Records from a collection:
+ + +

PR #991, opened 2019-03-26
Anonymize token entry in the logrequest ID entry.

jrivera-px:
Token entries should not be written to logs.  When logging server requests replace ID 'token'
entry with '*******' to hide the token string.

Closes # PWX-8174


api/server/server.go
```diff
@@ -21,6 +21,20 @@ type Route struct {
...
+type AnonRegex struct {
+	anonymizeRegx *regexp.Regexp
+	replaceString string
+}
+
+// anonTokenRegxes[] used to hide strings when logging.
+var anonRegxes = []AnonRegex{
+	{
+		// Anonymize the token=.*, replace with token=***..*,
+		anonymizeRegx: regexp.MustCompile(`token=.*,`),
```
ggriffiths: should this be `token=.*,*` in case there's no comma after? i.e. a log statement `could not find token=abcd`. 

Maybe not, just unfamiliar with what all logs look like.

api/server/server.go
```diff
@@ -197,11 +211,23 @@ type restBase struct {
 	name    string
 }
 
+func regxAnonString(inputStr string) string {
```
ggriffiths: maybe add a quick unit test for this function. To make sure the regex is working as expected

api/server/server.go
```diff
@@ -21,6 +21,20 @@ type Route struct {
 	fn   func(http.ResponseWriter, *http.Request)
 }
 
+type AnonRegex struct {
```
ggriffiths: nit: Maybe add quick comment on what this struct is for

api/server/server.go
jrivera-px: This actually is specific to the token in the 'ID=' part of the output log string.    So the format I followed would be for that one.   Which is described in the bug.   However I can see that if you wanted to capture everything included after the token you could add that regex but then having both regex's one could overdue the other.  I guess this should not be this generic and should be relegated to the types of fields..   Like this one should be use for IDs and if we wanted we could create another []AnonRegex for Msgs.. I guess.   I will rename this for now to anonIDRegxes...

api/server/server.go
jrivera-px: Yeah sounds good..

+ + +

Task to carry out: In the entries above, find each line with the string "quick" and copy it.

Answer to the problem:
ggriffiths: maybe add a quick unit test for this function. To make sure the regex is working as expected
ggriffiths: nit: Maybe add quick comment on what this struct is for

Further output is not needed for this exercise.